Three pillars of fitness: If you are not satisfied with your weight loss result or looking to pack on some lean muscle mass and want to live healthily,
and you are not getting good results from what you are doing to lose your weight or gaining muscle mass.
you need to learn the three pillars of fitness. Many people only focus on some areas and don’t understand the other important things in the strategy.
I believe learning these three pillars of fitness will surely help to reach the bigger picture of weight loss and muscle gain in your mind.
and eventually helping you to get your goals much faster.
Three pillars of fitness
1. Diet– three pillars of fitness
The first up is ‘diet’. what and how you eat has the biggest and most long-lasting impact on your health whether you’re looking for weight loss, muscle gain, or general health.
Dietitians and nutritionists spend a lot of time preparing personalized meal plans counting the right amount of carbs, fats, and proteins that are required by an individual’s body to meet their goals.

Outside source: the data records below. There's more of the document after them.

PR #688, opened 2016-05-01
remove network thread pool feature

arvidn:
(it was messy and mostly useful for bittorrent over SSL). The proper solution is to allow every peer run in its own asio strand and have multiple threads running the io service


mkatsevVR:
i'm quite interested in having multiple network threads, what would be the best way to resurrect/improve some form of this in 1.2?

mkatsevVR:
In the approach with strands, it seems that there are a lot of non-peer related operations (eg everything in session_impl) that also need to be synchronized and it would be hard to guarantee that every single one is wrapped in a strand. Would it make sense to have 2 io_services: keep a single-threaded one for all non-peer_connection operations and then add a new one multithreaded one for peer_connection specifically, with strand per connection?

Still seems risky, there are possibly plenty of places that assume only having a single thread between session and networking. The original approach seems quite reasonable to me, tbh. Are you strongly opposed to bringing it back as-is?

arvidn:
the main reason I removed the thread pool here was that it was actually not correct, and was causing memory corruption (but it was non-trivial to reproduce, it only happened under very heavy load).

Despite some efforts to make it more complex by forcing reads and writes on the same socket to be queued on the same thread, it didn't seem the complexity warranted the small gain (I can't recall whether I actually got it to work).

What made it more complex was that uTP connections, sharing the `utp_socket_manager` under the hood, could never be run concurrently anyway.

Instead I've had a long-term (slow moving admittedly) task to lower the peer <-> torrent and torrent <-> session interdependencies, to allow a future where each peer has its own strand (`boost::asio::strand`). Perhaps with an intermediate patch where each torrent has its own strand (since reducing torrent's dependency on the session is a bit simpler). The latter would at least allow peers from different torrents to run on separate threads.

Is your main use case connections over SSL? In my case that was the main motivation, as they spend a lot of CPU for the crypto.

In my mind, the ideal end-state is that everything uses strands to define what can be concurrent and what cannot, to the point where the *user* can provide an `io_service` (or `io_context` nowadays) and completely define how many threads to run, and to run other things on the same context.

I think the main challenge really is the peer callbacks and to some degree the torrent callbacks. They currently assume that they can do whatever they like, and have access to the session and peers freely.

I don't think it would be that much work to mark up all async operations in the session to use a strand, but that wouldn't be sufficient, since both peers and torrents access the session from their own handlers/callbacks.

arvidn:
so, to answer your question, I'm not strongly opposed to bringing it back, but I would like it to be simpler than it was in that case.

mkatsevVR:
> Is your main use case connections over SSL?

Yes. Maxing out at ~350MB/s (yes, I understand that this is likely not a typical use case of libtorrent :) )

> The latter would at least allow peers from different torrents to run on separate threads.

Sadly that doesn't help my case, since I only have 1 torrent anyway.

> was causing memory corruption

Do you know why? Is it because of some other operations triggered by torrent or session that touch the socket while it was being used for reads/writes? Eg if torrent decides to disconnect a peer/destroy the connection while peer_connection is reading from the socket?

> the ideal end-state is that everything uses strands

I've not worked with them before, but they look kinda limited to me. Eg if you have operations A, B and C, you can't express that A and B can be run concurrently, but C can't be run concurrently with either of A or B (eg A=read from socket, B=some torrent operation that doesn't affect the socket, C=disconnect peer from the torrent, thus affecting both the state of the torrent and the socket, so needs to be exclusive with both)

arvidn:
> Do you know why? Is it because of some other operations triggered by torrent or session that touch the socket while it was being used for reads/writes? Eg if torrent decides to disconnect a peer/destroy the connection while peer_connection is reading from the socket?

I don't recall unfortunately. I'm not 100% sure there were memory corruption with the latest version (but I think so). Perhaps SSL isn't thread safe in allowing separate threads to read and write simultaneously. I think that's most likely the case. Perhaps read and write operations were put on the same thread in the last incarnation of the network thread, but maybe not.

I also wonder if there's some possibility for intermediate operations, handled internally by the ssl asio layer, may cause threading issues too, as they will definitely run on the main thread. This situation is a bit better with the networking TS, as executors (i.e. strands) propagate down in composing operations.

arvidn:
here's a reference: https://github.com/arvidn/libtorrent/issues/3084

PR #694, opened 2016-05-03
* now calling stop_announcing() unconditionally instead of checking !…

jonathanmcdougall:
…is_paused(), which was always false when aborting a torrent and could cause infinite blocks while destroying a session

* fixed torrent invariant check that wasn't using the m_abort flag


arvidn:
thanks!

PR #700, opened 2016-05-05
remove heap allocation of std::vector

ssiloti:


ssiloti:
Bah, so msvc 12 doesn't support unrestricted unions. Oh well, I'll just remove everything but the disk_buffer_pool changes.

arvidn:
maybe you're right. given that there is a free version of msvc-14 is a good enough reason to not support any older versions

ssiloti:
In this case it's not a big deal because the two job types which are affected are `file_priority` and `check_fastresume` which are not generated very often.

That failure on AppVeyor is due to the test_resume.cpp.share_mode test which has been flapping. I guess I should look into that.

src/disk_buffer_pool.cpp
```diff
@@ -67,17 +67,12 @@ namespace libtorrent
 	namespace {
 
 	// this is posted to the network thread
-	void watermark_callback(std::vector<boost::weak_ptr<disk_observer> >* cbs)
+	void watermark_callback(std::vector<boost::weak_ptr<disk_observer>> cbs)
```
arvidn: are you sure the vector will be moved into here? presumably boost::bind() allow its function object to be called more than once, in which case it cannot move any of its state in. perhaps I'm missing something

ssiloti: Good point. I've now confirmed with a simple test program that posting a std::bind and taking the parameter by const reference in the bound function does not produce any copies.

arvidn:
i suppose that error was from an RC_1_1 merge. I'll fix that up

PR #912, opened 2016-07-16
session.get_ip_filter() first call crash fix

XRevan86:
Fix the crash that happens when libtorrent::session.get_ip_filter() is called before any filter is set.
This is a regression caused by https://github.com/arvidn/libtorrent/commit/2bf4519.
Affected applications: Deluge.

Examples to reproduce the issue:
```c++
#include <libtorrent/session.hpp>
#include <libtorrent/ip_filter.hpp>

int main() {
    libtorrent::session session;
    session.get_ip_filter();
    return 0;
}
```
```python
python -c 'import libtorrent; libtorrent.session().get_ip_filter()'
```

### DIFF
--- a/src/session_impl.cpp
+++ b/src/session_impl.cpp
@@ -1239,6 +1239,7 @@ namespace aux {
 	ip_filter const& session_impl::get_ip_filter()
 	{
 		TORRENT_ASSERT(is_single_thread());
+		if (!m_ip_filter) m_ip_filter = boost::make_shared<ip_filter>();
 		return *m_ip_filter;
 	}
 


arvidn:
thanks! would you mind adding a test that would have caused the crash too? (it sounds like you just need to construct a session and call get_ip_filter())

XRevan86:
@arvidn, I kind of can't figure where in tests to put that :-).
> it sounds like you just need to construct a session and call get_ip_filter()

Yeah.

arvidn:
you could put it in test/test_ip_filter.cpp, something like this perhaps:

TORRENT_TEST(session_get_ip_filter)
{
   session ses;
   ip_filter const& ipf = ses.get_ip_filter();
#if TORRENT_USE_IPV6
   TEST_CHECK(std::get<0>(ipf.export_filter()).empty());
#else
   TEST_CHECK(ipf.export_filter().empty());
#endif
}

arvidn:
added a test to this patch in https://github.com/arvidn/libtorrent/pull/914

XRevan86:
I was adding it right now but, well, it's settled now, right?

arvidn:
yeah, I'll just let it pass the tests and then merge it. thanks again!

PR #919, opened 2016-07-18
fix range of lsd::cookie

k1988:
in lsd::on_announce:
```
...
std::int32_t cookie = strtol(cookie_iter->second.c_str(), nullptr, 16);
if (cookie == m_cookie)
...
```

if m_cookie is big than 0x7fffffff, it will cause an overflow, the cookie of local will not equal with m_cookie.
then 127.0.0.1 and other local ip will be accepted (It's shoud be "ignoring packet (cookie matched our own)")。


arvidn:
please make this PR against the RC_1_1 branch instead. I will merge it into master later

PR #924, opened 2016-07-20
version to 1.2

aldenml:


arvidn:
please use the python tool set_version.py to update all places where the version is specified (like in the documentation)

aldenml:
ok, let me see it

aldenml:
@arvidn, in appveyor `The process cannot access the file because it is being used by another process.` is a new one. Any hint?

arvidn:
I've seen that in the past too, I don't think your patch affected it. It's on my list to take a look at.

PR #929, opened 2016-07-21
modernize and improve type-safety of the DHT put implementation and test

arvidn:


src/kademlia/dht_storage.cpp
```diff
@@ -206,7 +207,7 @@ namespace
 		size_t num_peers() const override
 		{
 			int ret = 0;
-			std::for_each(m_map.begin(), m_map.end(), count_peers(&ret));
+			std::for_each(m_map.begin(), m_map.end(), count_peers(ret));
```
ssiloti: You could get rid of count_peers entirely and use a lambda here.

PR #931, opened 2016-07-22
modernize hasher to use array_view

arvidn:
as well as adding array_view support to entry


aldenml:
What do you think about moving `array_view` to a public place (out of `aux`)?

arvidn:
yeah. I will make it public and probably rename it to span. perhaps at some point I will switch over to gsl::span

arvidn:
it turned out to be quite useful, including for public APIs, like the dht_storage interface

Although it is quite challenging to stick to follow a strict diet, it pays off in the long run.
Diet should be treated as the primary fuel required by your body to perform towards your goal
whether it’s weight gain,weight loss or general fitness
Diet alone cannot give you the results that you’re looking for.
It should always be combined with the appropriate and right amount of ‘exercise’.
which is the second pillar of three pillars of fitness
You should always go for a knowledgeable trainer if you want to workout in the gym who can help you to achieve your goal.
you cannot achieve your goal without doing exercise.
The smart and right workout plan will help you to reach your goal so you have to work your ass off in the gym or outdoor.
a trainer will help you for extracting maximum results from your workout plan without any kind of injury.
Because if you injured yourself while doing a workout
it can lead to several weeks off from the gym and you will find yourself at the place where you’ve started.
Every individual has a different type of body and capabilities.
You should not follow any bodybuilder’s or celebrity workout plan blindly.
first know your experience level and see if that plan is appropriate for you or not.
you cannot do what they can do until you’ve reached their level.
and this is a common mistake that beginners do in the gym commonly.
it couldn’t help you rather you get disappointment at the end. So choose your workout plan and trainer wisely.
Exercise and diet both can be out of whack if you’re not getting enough sleep. good sleep is a
must for the body to recover from strenuous sessions what u did in the gym.
6-8 hours of sleep is enough if you’re a college student or a job person.
recovery depends on the intensity level of your workout. the more intense workout you perform more recovery you need.
otherwise, you couldn’t give your 100% in your next session because you did not take enough rest to recover from your last session
and it can lead to decreased performance and overtraining syndrome.
OTS(overtraining syndrome) is a condition where you feel exhausted and it can cause chronic joint and muscle pain in your body.
It is advised to take enough rest for maximum recovery of your body.so you can perform better with maximum effort to achieve your goal.
These are the ‘Three pillars of fitness’ you should follow if you want to get the best results for your goal.